Hardas et al., Toxicological Sciences 116(2), 562-576 (2010), report on the biodistribution and toxicology effects of aqueous dispersions of nanoceria prepared by the direct two-step hydrothermal preparation of Masui et al., J. Mater. Sci. Lett. 21, 489-491 (2002), in which sodium citrate is included as a biocompatible stabilizer. High resolution TEM revealed that this form of nanoceria possessed crystalline polyhedral particle morphology with sharp edges and a narrow size distribution of 4-6 nm. These citrate stabilized ceria nanoparticle dispersions were reported to be stable for more than 2 months at a physiological pH of 7.35. Thus, no sonication prior to administration was required.
Quite surprisingly, however, they report that compared with previously studied commercially sourced nanoceria (Aldrich Chemical Co. (Cat. #639648)), this form of citrate stabilized nanoceria was more toxic, was not seen in the brain, and produced little oxidative stress effect to the hippocampus and cerebellum.
DiFrancesco et al. in commonly assigned PCT/US2007/077545, METHOD OF PREPARING CERIUM DIOXIDE NANOPARTICLES, filed Sep. 4, 2007, describes the oxidation of cerous ion by hydrogen peroxide at low pH (<4.5) in the presence of biocompatible stabilizers, such as citric acid (CA), lactic acid, tartaric acid, gluconic acid, ethylenediaminetetraacetic acid (EDTA), and combinations thereof.
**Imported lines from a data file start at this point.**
Issue #1314, opened 2023-01-28
[Question] Same width for all measures ?


CorentinTh:
Hi !
Is there a way to have the same width for all the measures ?

I need to align a [single horizontal staff line](https://github.com/opensheetmusicdisplay/opensheetmusicdisplay/blob/develop/src/OpenSheetMusicDisplay/OSMDOptions.ts#L175) with custom data for each note and division, so I'm trying to make so the measures all have the same width, is this possible ?  

Thank you in advance for your time 🙏🏻

sschmidTU:
This is currently not possible.
The problem is that some measures need a lot of space, in which case you would more than double the space used for some measures unnecessarily.
I'm not sure what you're trying to do exactly, but you can simply get the position of each note and place the custom data above it, see here:
https://github.com/opensheetmusicdisplay/opensheetmusicdisplay/wiki/Exploring-the-Demo
(paragraph "Drawing overlay lines over the score and getting a note's position")

CorentinTh:
Okey thanks for the details, I'll try with the note positions

Thank you for your time 🙏🏻

sschmidTU:
Note that this (same measure width for all measures) can now be tested on the branch `feat/fixedMeasureWidth`.
But I hope you'll see that it's not a good idea.
We have to set the width of all measures to the width of the biggest measure, so small measures get very bloated.

Otherwise, measures will have less space than Vexflow needs (see `formatter.preCalculateMinTotalWidth`), and the layout will fail, creating tons of overlaps:
![image](https://user-images.githubusercontent.com/33069673/219523915-09783350-3539-4621-80c0-962920faafd2.png)

You can try this by setting `osmd.EngravingRules.FixedMeasureWidthFixedValue = 10` or other values. (this EngravingRule is just for testing)

We could merge the FixedMeasureWidth option into the main build, but I don't see where this could be reasonable when MusicXML files can contain very small and very large measures, which won't behave well with a fixed width.

CorentinTh:
Thanks you very much for the feedback and the implementation, I'll give it a try 🙏🏻 
If you dont want to merge, I'll maybe use the `fixedMeasureWidth` branch

fheyen:
@sschmidTU I would appreciate merging `feat/fixedMeasureWidth`, as some people (including myself) could find it very useful.
Examples:
- You already know the file(s) that will be displayed, such as exercises, so you know they will look better or more readable with fixed measure widths
[...]

PR #1368, opened 2023-04-18
Fixed measure width option

sschmidTU:
See #1314.

An experimental option with certain drawbacks, but multiple people have requested it.

Activate option:
`osmd.EngravingRules.FixedMeasureWidth = true`

optional/experimental/debug given width for all measures:
`osmd.EngravingRules.FixedMeasureWidthFixedValue = 5`
(if you set this too low, the Vexflow layout will break, causing overlaps. minimum width depends on score)

### DIFF
--- a/src/MusicalScore/Graphical/EngravingRules.ts
+++ b/src/MusicalScore/Graphical/EngravingRules.ts
@@ -674,7 +674,7 @@ export class EngravingRules {
         this.MultipleRestMeasureDefaultWidth = 4;
         this.MultipleRestMeasureAddKeySignature = true;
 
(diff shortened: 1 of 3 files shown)


sschmidTU:
Note that the last system will currently not always be aligned with previous systems / measure widths.
image
(Clementi 36/1/1⁾

I've left a TODO comment in MusicSystemBuilder.ts in https://github.com/opensheetmusicdisplay/opensheetmusicdisplay/pull/1368/commits/ce81d521541839df8436aba70dc13cb9401dbb57.
(this would probably need a slight refactor where we save and apply the stretch factor of the previous system)

PR #1376, opened 2023-05-16
Fix Uncaught Exception for Undefined Object referenced in VexFlowOctaveShift.setEndNote()

taiyungwang:
Reproduction steps:

1. Download the MusicXML format for this [piece](https://musescore.com/user/6662591/scores/4383881)
(edit sschmidTU: [Chopin_-_Nocturne_Op_9_No_2_E_Flat_Major.zip](https://github.com/opensheetmusicdisplay/opensheetmusicdisplay/files/11491544/Chopin_-_Nocturne_Op_9_No_2_E_Flat_Major.zip) - MuseScore needs an account to download.)

2. Add it to the list of samples in the demo
3. Select the piece
4. Exception is thrown with:
`opensheetmusicdisplay.min.js:2 Uncaught TypeError: Cannot read properties of undefined (reading 'graphicalVoiceEntries')
    at l.setEndNote (opensheetmusicdisplay.min.js:2:451999)
    at I.calculateSingleOctaveShift (opensheetmusicdisplay.min.js:2:427623)
    at I.calculateOctaveShifts (opensheetmusicdisplay.min.js:2:289252)
    at I.calculateMusicSystems (opensheetmusicdisplay.min.js:2:240987)
    at I.calculate (opensheetmusicdisplay.min.js:2:231116)
    at e.GraphicalMusicSheet.reCalculate (opensheetmusicdisplay.min.js:2:189798)
    at _.render (opensheetmusicdisplay.min.js:2:719442)
    at opensheetmusicdisplay.min.js:2:730371`

### DIFF
--- a/src/MusicalScore/Graphical/VexFlow/VexFlowOctaveShift.ts
+++ b/src/MusicalScore/Graphical/VexFlow/VexFlowOctaveShift.ts
@@ -77,6 +77,9 @@ export class VexFlowOctaveShift extends GraphicalOctaveShift {
      * @param graphicalStaffEntry the staff entry that holds the end note
      */
     public setEndNote(graphicalStaffEntry: GraphicalStaffEntry): boolean {
+        if (GraphicalStaffEntry === undefined) {
+            return false;
+        }
         // this is duplicate code from setStartNote, but if we make one general method, we add a lot of branching.
         for (const gve of graphicalStaffEntry.graphicalVoiceEntries) {
             const vve: VexFlowVoiceEntry = (gve as VexFlowVoiceEntry);
--- a/src/MusicalScore/Graphical/VexFlow/VexFlowOctaveShift.ts
+++ b/src/MusicalScore/Graphical/VexFlow/VexFlowOctaveShift.ts
@@ -77,7 +77,7 @@ export class VexFlowOctaveShift extends GraphicalOctaveShift {
      * @param graphicalStaffEntry the staff entry that holds the end note
      */
     public setEndNote(graphicalStaffEntry: GraphicalStaffEntry): boolean {
-        if (GraphicalStaffEntry === undefined) {
+        if (!graphicalStaffEntry) {
             return false;
         }
         // this is duplicate code from setStartNote, but if we make one general method, we add a lot of branching.


src/MusicalScore/Graphical/VexFlow/VexFlowOctaveShift.ts
```diff
@@ -77,6 +77,9 @@ export class VexFlowOctaveShift extends GraphicalOctaveShift {
      * @param graphicalStaffEntry the staff entry that holds the end note
      */
     public setEndNote(graphicalStaffEntry: GraphicalStaffEntry): boolean {
+        if (GraphicalStaffEntry === undefined) {
```
sschmidTU, line 80: We need to check `graphicalStaffEntry` (lowercase), not `GraphicalStaffEntry`, which is a class, not the object given as a parameter.
Also, the check can be simplified to:
```ts
if (!graphicalStaffEntry) {
```

taiyungwang: Fixed it.  Didn't realize I copied the wrong string.

sschmidTU:
First of all, thanks for the report and pull request!
I think the solution should be a bit more goal-oriented though. Instead of just not setting the end note if the end note was undefined, we should try to find an alternative end point for the octave shift. Otherwise the octave shift might never end, or not be rendered at all.
I've debugged into this, and the start measure is 30:
image
```ts
if (!lastNoteOfFirstShift) {
          console.log(`didn't find last note in measure ${lastMeasureOfFirstShift.MeasureNumber}, start measure ${startMeasure.MeasureNumber}`);
```
`didn't find last note in measure -1, start measure 30`

The end measure should be 35, according to Musescore's rendering:
image

I'll have to check what's the best solution here and why the end of the OctaveShift isn't parsed correctly from the MusicXML. Maybe the safest "solution" if the end couldn't be parsed is to let the octave shift go until the end of the current system.

sschmidTU:
This will be fixed in a more expansive manner in #1377.
Still, again, thanks for the report and workaround, it was very helpful for our solution!

PR #1377, opened 2023-05-16
Fix octaveshift end note not found if last staffline measure IsExtraGraphicalMeasure (error)

sschmidTU:
also fix octaveshift bbox width negative

evolution of PR #1376 (thanks for the report @taiyungwang)

Fixes this octave shift erroring because the last measure in the staffline is an extra graphical measure (for key/rhythm change):
image
sample:
[Chopin_-_Nocturne_Op_9_No_2_E_Flat_Major.zip](https://github.com/opensheetmusicdisplay/opensheetmusicdisplay/files/11491544/Chopin_-_Nocturne_Op_9_No_2_E_Flat_Major.zip)

The method used for finding the last measure in the staffline was naive, simply taking the last one in the staffline, which can have IsExtraGraphicalMeasure = true, no staffentries, and measure number -1.
OctaveShift needs a staffentry in the measure to determine the stopping position. (This could also be changed, then we can also stop the octaveshift at an ExtraGraphicalMeasure, would need to be tested)

Now we find the first valid measure from the end backwards.

No visual regressions, though also no diffs, which means we currently don't have a test case for this.

### DIFF
--- a/src/MusicalScore/Graphical/VexFlow/VexFlowMusicSheetCalculator.ts
+++ b/src/MusicalScore/Graphical/VexFlow/VexFlowMusicSheetCalculator.ts
@@ -957,8 +957,8 @@ export class VexFlowMusicSheetCalculator extends MusicSheetCalculator {
 
       if (endStaffLine !== startStaffLine) {
         graphicalOctaveShift.endsOnDifferentStaffLine = true;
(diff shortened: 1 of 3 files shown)


sschmidTU:
During the testing of this fix, I've found further issues in #1378.

Since that will require a lot more changes, for clarity purposes, I think it's best to merge this fix first, then continue looking at the issues in #1378, to keep the code changes for both fixes somewhat separate.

Specifically, the stabilizer lactic acid and the combination of lactic acid and EDTA are shown to directly produce stable dispersions of nanoceria of average particle size in the range of 3-8 nm.
Reed et al. in commonly assigned US2013/0337083, NANOCERIA FOR THE TREATMENT OF OXIDATIVE STRESS, filed Mar. 15, 2013, describes a synergistic increase in hippocampal cell sparing for mice treated with nanoceria prepared with a combination of citric acid (CA) and EDTA, wherein the molar ratio of CA/EDTA ranges from 3.0 to 0.1. Amelioration of disease progression and improvement in motor behavior tests resulted in murine models of chronic-progressive multiple sclerosis, relapse-remitting multiple sclerosis, amyotrophic lateral sclerosis and ischemic reperfusion injury.
As described previously, various methods have been reported for preparing biocompatible dispersions of cerium-containing nanoparticles, and in particular those stabilized with citric acid or citrate ion. However, a need remains for further improvement in the free radical scavenging ability of citric acid stabilized cerium-containing nanoparticle dispersions, used, for example, to treat the effects of oxidative stress related diseases and events, such as ischemic stroke.